Any algorithm , pseudo code or white paper will greatly be appreciated.
Samir

Campbell Ritchie
Sheriff
Posts: 49382
62
One possible suggestion. There are many other ways to do this.

You realise that a char is a number? You can do arithmetic with it. You can even do arithmetic to get your chars into a consecutive sequence starting at 0, in which case you can use them as array indices.

Jelle Klap
Bartender
Posts: 1952
7
Also something to be aware of: if the List is sorted using String's natural ordering it will be in lexicographical order, not in alphabetical order.

Wendy Gibbons
Bartender
Posts: 1111
Jelle Klap wrote:Also something to be aware of: if the List is sorted use String's natural ordering it will be in lexicographical order, not in alphabetical order.

Sorry but what does this mean?
I found this in wikipedia but really am more confused than before

Lexicographical ordering

It is often useful to define an ordering on a set of strings. If the alphabet Σ has a total order (cf. alphabetical order) one can define a total order on Σ* called lexicographical order.
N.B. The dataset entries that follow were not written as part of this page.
PR #1538, opened 2018-01-29
fix BasicSCMUTest by setting en_US.utf8

edguy3:
BasicSCMUTest requires a UTF-8 character set to complete its tests. 
This change explicitly changes locale to the en_US.utf8 LC_CTYPE within the test code.
This approach requires that en_US.utf8 be installed on the machine. 
( Test was failing on Ubuntu 16.04 and 17.04) 

There are various alternatives to approaching this fix and it seems reasonable to require a given character set for unit tests.   ( NB. I am essentially monolingual, so those of you that live beyond EBCDIC may have a better way to solve this problem.  - I will have a pull request for ocpkg to compliment this approach. )

### DIFF
--- a/tests/scm/BasicSCMUTest.cxxtest
+++ b/tests/scm/BasicSCMUTest.cxxtest
@@ -118,7 +118,7 @@ void BasicSCMUTest::setUp(void)
 	// in the majority of European locales. Unfortunately, guile number
 	// parsing is not locale dependent...
 	// eval->eval("(setlocale LC_ALL \"\")");
-	eval->eval("(setlocale LC_CTYPE \"\")");
+	eval->eval("(setlocale LC_CTYPE \"en_US.utf8\")");
 	eval->clear_pending();
 }
 


DeborggraeveR:
Found a solution for the same issue. See: #1540 
This forces the numeric formatting to use ISO standard, so should be a dot on all systems, while leaving the other locale setting intact.
This seem to have solved multiple unit tests on my system.

linas:
Ed can you verify that #1540 fixes the issue for you?  You pull req seems entirely reasonable, but I can't tell if the original bug was due to the decimal-point problem, or something else.  

The long-term correct fix would probably be to check (in `SchemeEval.C`) if the local is already utf8, and if not, only then set it to en_us.utf8.  

I'm sort-of surprised that your locale is not already utf8 -- which distro is it that does not already set this by default?

edguy3:
My utf8 issue was on ubuntu 16.04.  IIRC, the default from the docker image was POSIX (and the 'locale' package was not installed.)   Will let you know if latest merge works later this evening.  

/ed

linas:
If this is the docker container set up by the opencog docker scripts, it should be fixed to install `locale`

edguy3:
I'm using docker for testing native installs.  The 14.04 opencog/docker script does have a locale install. ( I made changes to octool/ocpkg yesterday  - already merged) 

/ed

edguy3:
With this commit:
```
$ git log | head -30
commit cf3c8516e93bf480a899a1e330d12e46a2454f38
Merge: 88b8dee 0f22173
Author: Linas Vepštas <linasvepstas@gmail.com>
Date:   Mon Jan 29 15:09:01 2018 -0600
    Merge pull request #1540 from DeborggraeveR/master    
    Force iso standard number formatting in scheme
...
```
With LANG and other Character set related environment variable unset, on debian 16.04

```
make test
```
Fails BasicSCMUTest and 
```
LANG=en_US.UTF-8 make test
```
BasicSCMUTest passes.

DeborggraeveR:
What do u get when calling setlocale(LC_CTYPE, NULL) when lang is not set?
Just wondering if setting en_US.UTF8 won't give issues for people with languages like chinese.

Maybe like linas said, if locale is not set, then hard set to en_US.UTF8?
or even get the value from a config file, if not set in config, check if system locale is defined, if not hard set to en_US.UTF8


p.s: #1540 was about fixing decimal number formatting, hard set to ISO standard to make sure it always use a dot. Your issue seem to be something totally different, just on the same unit test :)

linas:
You know, I hit the merge button, and then immediately reconsidered so I undid it in pull req #1542  

The answer is:
-- no config files, please,
-- SchemeEval.C should check for utf8, and if not force locale to En_US, and also print a warning that advises user to set LANG to something reasonable.

then this particular patch would not be needed.

edguy3:
calling setlocale(LC_CTYPE, NULL)  gives an error:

For example, if Σ = {0, 1} and 0 < 1, then the lexicographical order on Σ* includes the relationships ε < 0 < 00 < 000 < ... < 0001 < 001 < 01 < 010 < 011 < 0110 < 01111 < 1 < 10 < 100 < 101 < 111 < 1111 < 11111 ...
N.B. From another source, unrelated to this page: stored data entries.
PR #1548, opened 2018-01-31
Misc fix + make PutLink more robust

ngeiswei:


opencog/atoms/core/PutLink.cc
```diff
@@ -316,6 +316,8 @@ Handle PutLink::do_reduce(void) const
 	{
 		PutLinkPtr nested_put = PutLinkCast(bods);
 		bods = nested_put->reduce();
+		if (not bods)
+			return Handle::UNDEFINED;
 		btype = bods->get_type();
```
linas: In all other cases in this code, we throw an exception -- we should throw one here as well. The point of throwing exceptions it to avoid the use of Handle::UNDEFINED, and therefore to avoid having to explicitly check for Handle::undefined. 

In other words, reduce should never return `Handle::UNDEFINED`; it should throw. Then this particular if-test would not be needed.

I am guessing it means that apple wont be next to Apple in order but that Apple will come after zoo (or is it apple will come after Zoo)

Campbell Ritchie
Sheriff
Posts: 49382
62
Yes, Wendy, but the other way round.

Jelle Klap
Bartender
Posts: 1952
7
The second one (apple will come after Zoo), because the Unicode value of an uppercase letter is smaller than that of any lowercase letter. The values match those of the ASCII table, if that helps.
Also see String.compareTo().

Campbell Ritchie
Sheriff
Posts: 49382
62
Zoo precedes apple and apple precedes zoo. 10 precedes 11 and 19 precedes 2.
You will find that ordering called ASCIIbetical, and you can probably Google for that word.

Jelle Klap
Bartender
Posts: 1952
7
Campbell Ritchie wrote:You will find that ordering called ASCIIbetical, and you can probably Google for that word.
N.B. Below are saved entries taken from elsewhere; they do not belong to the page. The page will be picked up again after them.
PR #1549, opened 2018-02-01
Wrap evaluation of virtual clause in try/catch

ngeiswei:
and add a unit test for it.

The Instantiator::reset_halt() method is used not to falsely detect
infinit recursion when an exception aborts an evaluation before
Instantiator::_halt gets switched back to false.

### DIFF
--- a/tests/query/PutUTest.cxxtest
+++ b/tests/query/PutUTest.cxxtest
@@ -1,0 +1,97 @@
+/*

Hey, I've never heard of that term before, I like it!

Wendy Gibbons
Bartender
Posts: 1111
i never remember which is 65 'a' or 'A'

Campbell Ritchie
Sheriff
Posts: 49382
62
Don’t even try to remember. Get yourself a link like this Unicode page, and it will tell you.
0x0041 = 'A' and 0x0061 = 'a'. Now is 65 0x0041 or 0x0061?

It’s 0x0041, of course.

Rob Spoor
Sheriff
Posts: 20546
57
I prefer asciitable.com for the ASCII characters.